Adam vs SGD + LR schedhules?


Dear all,

I just stumbled on some discussions and a paper today about that SGD yields better generalization result in comparison with adam/RMSProp etc and I was wondering what’s anyone’s opinion on that? What do you use? So far I’ve been using adam, and I’ve noticed that several times restarting it (even keeping LR fixed) improves performance. Usually I train models until convergence and then restart with decreasing LR. Has served me well so far.

To sum up: 1) Have you done the test? Adam vs SGD with momentum finely tuned (both)? 2) What is your prefereed LR scheduler? I’ll do some tests the following days and report results.

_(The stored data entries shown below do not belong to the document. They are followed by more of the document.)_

PR #505, opened 2019-11-20
Remove some scheduled executor metrics

a-k-g:
## Before this PR
~Each scheduled executor reports a bunch of metrics that we don't actually use~
~- `executor.scheduled.once` meter~
~- `executor.scheduled.overrun` counter~
~- `executor.scheduled.repetitively` meter~
~- `executor.scheduled.percent_of_period` histogram~

Each scheduled executor reports the `executor.scheduled.percent_of_period` histogram that we don't actually use.

## After this PR
Scheduled executors no longer report this metric.

## Possible downsides?
Might break someone depending on this metric.


carterkozak:
:-1:

Pretty sure we do depend on these, I’ve certainly used them to debug outages.

-ck

iamdanfox:
@carterkozak was your usage in a regular datadog dashboard or somewhere else (like prometheus?)

We've got an up-to-date dump of DataDog dashboards yesterday: https://internal-papaya/workspace/data-integration/dataset/preview/ri.foundry.main.dataset.9263b89b-cd44-46e1-970b-0036f3d6700c/master so could have a look through to identify how many usages.

Also would be nice to put a dollar figure out how much this would save!

carterkozak:
100% Prometheus ;-)

iamdanfox:
@a-k-g was the plan to just drop these from DD in filter-config?

a-k-g:
@iamdanfox plan was to filter out as well as stop emitting it if no one is using it.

I found this discussion very interesting. See also this.



Hi @feevos,

When working on models for CIFAR-10 I found a similar effect to that suggested by the paper. I found the training loss with Adam was comparable to that of using SGD with momentum, but the validation/test loss was slightly higher. With regards to schedule I also reduced my learning rate in steps (once the learning curve appeared to level out), usually by a factor of 10. I found a warm up in learning rate (e.g. increase linearly across 5 epochs) helped quite a lot, especially for large batch sizes as suggested in this paper.

Recently I came across an interesting method where the learning rate is increased and decreased cyclically (see here, and I’m just in the process of trying it out! Will let you know the results.